What you are asked to do
Every line in the records below that holds the word "assigning" is to be copied.

Extracted entries

PR #55, opened 2024-05-13
feat: [SIW-970] Add Wallet Attestation creation integrated with assertion validation

grausof:
It modifies the existing function of creating the Wallet Attestation by also integrating the validation of the assertion and the obtaining of the Wallet Instance.

- Add `createWalletAttestation` to openAPI
- Change `createWalletAttestation` to support new parameters
- Integrate the `assertionValidation` on Wallet Attestation creation
- Add `SkipSignatureValidation` param to `AttestationServiceConfiguration`
- Change errors description

Depends on:  https://github.com/pagopa/io-wallet/pull/54


apps/io-func-wallet-solution-backend/src/infra/attestation-service/index.ts
```diff
@@ -19,6 +21,18 @@ import {
   validateAndroidAttestation,
 } from "./android";
 
+const separatedValidationToEither = (
```
gunzip, line 24:
```suggestion
const getErrorOrFirstValidValue = (
``` ?

File: apps/io-func-wallet-solution-backend/src/attestation-service.ts [hunk 2]
```diff
@@ -54,3 +55,29 @@ export const validateAttestation: (
...
+export const validateAssertion: (
+  walletAttestationRequest: WalletAttestationRequest,
+  hardwareKey: JwkPublicKey,
+  signCount: number
+) => RTE.ReaderTaskEither<
+  { attestationServiceConfiguration: AttestationServiceConfiguration },
+  Error,
+  void
+> =
+  (walletAttestationRequest, hardwareKey: JwkPublicKey, signCount: number) =>
```
silvicir, line 68:
```suggestion
  (walletAttestationRequest, hardwareKey, signCount)
```

apps/io-func-wallet-solution-backend/src/infra/http/handlers/create-wallet-attestation.ts
```diff
@@ -5,13 +5,18 @@ import { pipe } from "fp-ts/function";
 import * as H from "@pagopa/handler-kit";
 import * as RTE from "fp-ts/lib/ReaderTaskEither";
 import * as E from "fp-ts/lib/Either";
+import * as TE from "fp-ts/lib/TaskEither";
 
 import { NonEmptyString } from "@pagopa/ts-commons/lib/strings";
 import { sequenceS } from "fp-ts/lib/Apply";
 import { logErrorAndReturnResponse } from "../utils";
-import { createWalletAttestation } from "../../../wallet-attestation";
 import { GRANT_TYPE_KEY_ATTESTATION } from "../../../wallet-provider";
```
silvicir, line 13:
```suggestion
import { GRANT_TYPE_KEY_ATTESTATION } from "@/wallet-provider";
```

silvicir (approved):

apps/io-func-wallet-solution-backend/src/app/config.ts
```diff
@@ -187,7 +188,9 @@ export const getAttestationServiceConfigFromEnvironment: RE.ReaderEither<
       readFromEnvironment("AllowDevelopmentEnvironment"),
       RE.map(
         (devAllowedString) =>
-          devAllowedString === "true" || devAllowedString === "1"
+          devAllowedString === "true" ||
```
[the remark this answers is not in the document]
grausof: Right. Here I don't need to use a type but just a simple conversion function from `string->bool`. I then added a `booleanFromString = (input: string) => boolean`

PR #59, opened 2024-05-16
chore: [SIW-1124] Add revoke wallet instances when creating

silvicir:
#### List of Changes

1. Added `revokeAllWalletInstancesByUserId ` function
2. Added call to `revokeAllWalletInstancesByUserId` in `CreateWalletInstanceHandler` after inserting a new wallet instance
3. Added `getAllByUserId` and `batchPatchWithReplaceOperation` in `WalletInstanceRepository`
4. Added unit tests

#### Motivation and Context

When adding a new wallet instance, all the previous wallet instances need to be revoked

#### Checklist:


apps/io-func-wallet-solution-backend/src/infra/azure/cosmos/wallet-instance.ts
```diff
@@ -41,4 +43,65 @@ export class CosmosDbWalletInstanceRepository
...
+      )
+    );
+  }
+
+  batchPatch(
+    operationsInput: Array<{
+      id: string;
+      path: string;
+      value: unknown;
+      op: "add" | "replace" | "remove" | "set" | "incr";
```
grausof, line 81: Do we need all of these?

apps/io-func-wallet-solution-backend/src/infra/http/handlers/create-wallet-instance.ts
```diff
@@ -51,6 +54,7 @@ export const CreateWalletInstanceHandler = H.of((req: H.HttpRequest) =>
       pipe(
         consumeNonce(walletInstanceRequest.challenge),
         RTE.chainW(() => validateAttestation(walletInstanceRequest)),
+        RTE.chainFirstW(() => revokeAllWalletInstancesByUserId(user.id)),
         RTE.chainW(({ hardwareKey }) =>
           insertWalletInstance({
             id: walletInstanceRequest.hardwareKeyTag,
```
grausof, line 60: Here it could happen that the deletion is successful but not the insertion, causing problems for the user who sees an unsuccessful request without the possibility of using the Wallet Instance. Can we check to see if the insertion was successful and then confirm the cancellation?

apps/io-func-wallet-solution-backend/src/wallet-instance.ts
```diff
@@ -24,6 +24,18 @@ export type WalletInstanceRepository = {
     userId: WalletInstance["userId"]
   ) => TE.TaskEither<Error, WalletInstance>;
   insert: (walletInstance: WalletInstance) => TE.TaskEither<Error, void>;
+  batchPatch: (
+    operations: Array<{
+      id: string;
+      path: string;
+      value: unknown;
+      op: "add" | "replace" | "remove" | "set" | "incr";
```
grausof, line 32: ditto

apps/io-func-wallet-solution-backend/src/infra/http/handlers/create-wallet-instance.ts
silvicir: so are you suggesting to place the revoke after the insert?

apps/io-func-wallet-solution-backend/src/wallet-instance.ts
silvicir: no we don't need it for now, just as we wouldn't need `value` (which is `true`) and `path` (which is `isRevoked`). It's just that the `patch` requires those parameters. Would you like to remove it?

apps/io-func-wallet-solution-backend/src/infra/http/handlers/create-wallet-instance.ts
grausof: Yes, still find some mechanism that guarantees integrity. However, in principle yes, I would do a delete after the insert.

gunzip (commented):
if you look at the plan there are resources where the region short name appears twice ie. `io-p-itn-itn-wallet-sql-pep-01` @Krusty93 @christian-calabrese

Krusty93:
> if you look at the plan there are resources where the region short name appears twice ie. `io-p-itn-itn-wallet-sql-pep-01` @Krusty93 @christian-calabrese

I'm aware of that, I've already the fix in place locally and the plan is out of date

This PR is ok

apps/io-func-wallet-solution-backend/src/wallet-instance.ts
```diff
@@ -51,3 +62,25 @@ export const getValidWalletInstance: (
...
+export const revokeUserWalletInstancesExceptOne: (
+  userId: WalletInstance["userId"],
+  walletInstanceId: WalletInstance["id"]
+) => RTE.ReaderTaskEither<WalletInstanceEnvironment, Error, void> =
+  (userId, walletInstanceId) =>
+  ({ walletInstanceRepository }) =>
+    pipe(
+      walletInstanceRepository.getAllByUserId(userId),
+      TE.map((walletInstances) => walletInstances.map((item) => item.id)),
+      TE.map((ids) => ids.filter((id) => id !== walletInstanceId)),
```
grausof, line 75: Why not use `RA.map` `RA.filter` ?
```suggestion
      TE.map(
        flow(
          RA.filterMap((walletInstance) =>
            walletInstance.id !== walletInstanceId ? O.some(walletInstance.id) : O.none
          )
        )
      ),
```

PR #65, opened 2024-05-20
[SIW-990] Add KeyVault for IO Wallet

Krusty93:
#### List of Changes

Add Key Vault
Update .gitignore to include TF lock files
Commented out tf validate for the "usual" issue with local modules

#### Motivation and Context

IO Wallet needs a key vault, doesn't it?

#### Checklist:

### DIFF
--- a/.github/workflows/release_infra.yaml
+++ b/.github/workflows/release_infra.yaml
@@ -4,7 +4,7 @@ on:
   workflow_dispatch:
   push:
     branches:
-      - main
+      - master
     paths:
       - "infra/resources/prod/**"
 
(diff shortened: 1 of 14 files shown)


gunzip:
what's 

> the "usual" issue with local modules

?

Krusty93:
> what's
> 
> > the "usual" issue with local modules
> 
> ?

Do you remember the [afternoon I spent](https://github.com/pagopa/io-infra/pull/906/commits) trying to fix it? It fails because it expects that each local module is already initialized. Sounds easy but was a nightmare

PR #68, opened 2024-05-21
[SIW-993] Add Cosmos DB

Krusty93:
#### List of Changes

Add Cosmos Account with its own database and container
Add private endpoint
Add customer-managed-key in key vault and accessed by the cosmos via managed identity

#### Checklist:

### DIFF
--- a/infra/resources/_modules/cosmos/locals.tf
+++ b/infra/resources/_modules/cosmos/locals.tf
@@ -1,0 +1,13 @@
+locals {
+  wallet_cosmosdb_containers = [
+    # Each document represents a wallet instance
+    # The id_holder partition key is the tokenized identifier fo the user
+    {
+      name               = "wallet-instance-records"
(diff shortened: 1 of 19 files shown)


infra/resources/_modules/cosmos/locals.tf
```diff
@@ -0,0 +1,13 @@
...
+    # Each document represents a wallet instance
+    # The id_holder partition key is the tokenized identifier fo the user
+    {
+      name               = "wallet-instance-records"
+      partition_key_path = "/id_holder"
+      autoscale_settings = {
+        max_throughput = 2000
+      },
+    }
+  ]
```
grausof, line 12: @silvicir

silvicir: I would keep the names `wallet-instances` for the container and `/userId` for the partition key. what do you think?

grausof (approved):

PR #98, opened 2021-08-18
Fix misuse of := operator

Ichimonji10:
The `:=` operator optionally assigns a variable, and then evaluates that
variable:

```console
$ echo "${var}"

$ echo "${var:=foo}"
foo
$ echo "${var:=bar}"
foo
```

If assigning a default value to a variable, the following is idiomatic:

```console
$ : "${var:=foo}"
$ : "${var:=bar}"
$ echo "${var}"
foo
```

The idiomatic form is compatible with readonly variables:

```console
$ readonly var=foo
$ : "${var:=bar}"
$ echo "${var}"
foo
```

If assigning a default value to a variable, the following is
non-idiomatic:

Solution
If assigning a default value to a variable, the following is idiomatic:
If assigning a default value to a variable, the following is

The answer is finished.